Finn shifted, his gaze dropping to stare at the ground beneath his boots.
‘It was Drew who got me the pardon,’ he murmured.
‘Said I’d earned a second chance to build something good.
He’d remembered me as that sixteen-year-old, wanting to join the police just to be on the Stock Squad.
So I built this squad. For him. For Bree.
For what we all lost. But also for everyone in this region, and all those involved within the industry. ’
With her heart full, and eyes stinging, Taryn tried not to let the weight of it pull her under.
She suddenly understood why he fought so hard. Why he couldn’t stop. And why he owed Drew everything.
Lost in their thoughts for a while, she finally found her voice to say what she didn’t want to say at all, ‘I’m leaving in three days.’
‘I know.’
‘And I’m not asking you to say anything you don’t mean. We both know what this is.’
Finn looked at her like he wanted to argue.
But didn’t.
‘You don’t do goodbyes, right?’ she asked.
‘Not well. No.’
‘Then let’s not say it, because I’m used to leaving.’ That’s what happens when you’re a military brat. You’ve already got one foot out the door, never getting close to anyone.
He didn’t move for a moment. Just stared into the fire like he was weighing up the pros and cons. ‘So… we’ve got three days?’
Taryn lifted a brow. ‘Are you calculating the hours now?’
‘Not yet. But I figure we can use them.’
‘How? Spend my time on surveillance and smuggler spreadsheets?’
‘Worked last time.’ He slid his arm over her shoulders, bringing her close to his side. ‘And I think you should finish what you’ve started, with me… After all, Fed, you made the trek all the way out here for answers.’
‘Finn, no one can know about us. Because if they did, it’d be seen as a conflict of interest. Everyone and everything would be compromised.’
‘I know,’ he murmured with heaviness in his deep voice.
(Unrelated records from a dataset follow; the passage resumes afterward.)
PR #36791, opened 2026-05-29
testdrive: Fix flaky savings check in expected_group_size_tuning

def-:
Flake seen in https://buildkite.com/materialize/nightly/builds/16627

Test run: https://buildkite.com/materialize/nightly/builds/16634


bosconi (approved):
Looks good.

PR #36795, opened 2026-05-29
SS-16: E2E testing for AWS Glue schema registry

martykulma:
Adds E2E testing for AWS Glue schema registry with a Kafka source.

AWS Glue supports multiple registries, including a default. Schemas exist within registries. mzcompose.py takes care of registry setup and teardown, testdrive takes care of schema creation (glue-schema-create).

- local/test pipeline use [Moto](https://github.com/getmoto/moto) to emulate schema registry (default workflow)
- nightly pipeline uses AWS (aws workflow)

This is not an exhaustive list of tests, we are missing availability/connectivity tests (MZ restart, glue schema registry unreachable, etc.).  I'll draft a separate PR for those.

### DIFF
--- a/ci/nightly/pipeline.template.yml
+++ b/ci/nightly/pipeline.template.yml
@@ -949,6 +949,23 @@ steps:
           - ./ci/plugins/mzcompose:
               composition: aws-localstack
 
+      - id: aws-glue-schema-registry-real
+        label: AWS Glue Schema Registry (Real)
+        depends_on: build-aarch64
+        timeout_in_minutes: 30
+        retry:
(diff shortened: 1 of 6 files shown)


patrickwwbutler (approved):
LGTM Seems pretty comprehensive to me, though it feels inevitable that we'll have to add to it eventually as we discover new ways to break things

martykulma:
> LGTM Seems pretty comprehensive to me, though it feels inevitable that we'll have to add to it eventually as we discover new ways to break things

💯 - TFTR!

PR #36797, opened 2026-05-29
workload-replay: anonymize subsource child keys, broaden verify

jasonhernandez:
**Fourth in the stack** — base `workload-anonymize-tests` (#36749). Found by actually running the tool against a real Materialize Cloud capture.

## The bug

Captures with Postgres/MySQL CDC sources store each source's subsources (`children`) in a dict **keyed by the child's fully-qualified `database.schema.name`**. That key was built during the mapping pass from `child["database"]`/`child["schema"]`, which are only remapped *later* (pass 2) — so the key kept the **original database and schema names**, even though the child's own fields and every other position were correctly anonymized.

Real example from the capture, anonymized output **before** this fix:
```
children:
  qa_canary_environment.public_loadgen.child_25:   # <-- original db + schema leaked in the key
    name: child_25
    database: db_5      # correctly anonymized
    schema: schema_18   # correctly anonymized
```
After: `db_5.schema_18.child_25`.

8 distinct original database/schema names leaked this way in a 5-minute prod capture.

## Why verify didn't catch it

`verify_anonymized` only scanned `create_sql`/`sql` *values*, never structural dict keys — so it reported all-clear. This PR broadens it to also scan dict keys, with two guards to avoid false positives (both learned the hard way while writing it):

1. **Reserved format keys** (`RESERVED_FORMAT_KEYS`): the workload file's own field names (`sql`, `cluster`, `transaction_id`, `tables`, …). Without this, a user column named `transaction_id` (which maps to `column_N`) makes verify flag every query record's own `transaction_id` field. Their *values* are still checked — only the structural key name is exempt.
2. **Scalar values are not identifier-scanned.** A kept literal — e.g. a column default `'secret note'` under `--no-literals` — can contain a word matching a renamed column (`note`) without being a leak. SQL text is still scanned (as before).

## Validation

- Re-ran against the real prod capture: non-keyword identifier survivors dropped **8 → 0** (the one remaining match is the legitimate `transaction_id` *format key*, not data). `--verify` passes and writes; before the fix it correctly **refused to write**.
- 4 new regression tests (19 total): end-to-end child-key anonymization, verify catching a leaked child key, and the two false-positive guards.
- `bin/fmt`, `ruff` clean.

### DIFF
--- a/misc/python/materialize/cli/mz_workload_anonymize.py
+++ b/misc/python/materialize/cli/mz_workload_anonymize.py
@@ -80,6 +80,61 @@ def keywords() -> set[str]:
     return result
 
 
+# Keys that are part of the workload file format itself, not user identifiers.
+# The verify pass must not treat these as leaks when a user object happens to
+# share a name with one of them (e.g. a column named `transaction_id`). Their
+# *values* are still checked; only the structural key name is exempt.
+RESERVED_FORMAT_KEYS = frozenset(
+    {
+        # top level
+        "databases",
+        "clusters",
+        "queries",
+        "mz_workload_version",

She stood slowly, brushing off her jeans. The firelight painted him in red and gold and shadow—this man who wore silence like armour, looked at her like she’d slipped through its cracks.
He rose with her. Close now.
So close.
‘Taryn.’
She turned into him like gravity wasn’t a choice.
‘But we’ll know, and I’ll never forget.’ He kissed her slowly—and for once, it wasn’t about heat or hunger. It was the preparation for a goodbye without saying it, even if part of her wanted to believe this could hold.
She knew how time, distance, and reality could strip even the best moments bare.
That the second she stepped back into her office, it would all fade like a half-remembered dream.
Where Finn might become nothing more than a name she whispered in the dark when the city got too loud.
And already knew she would never forget him.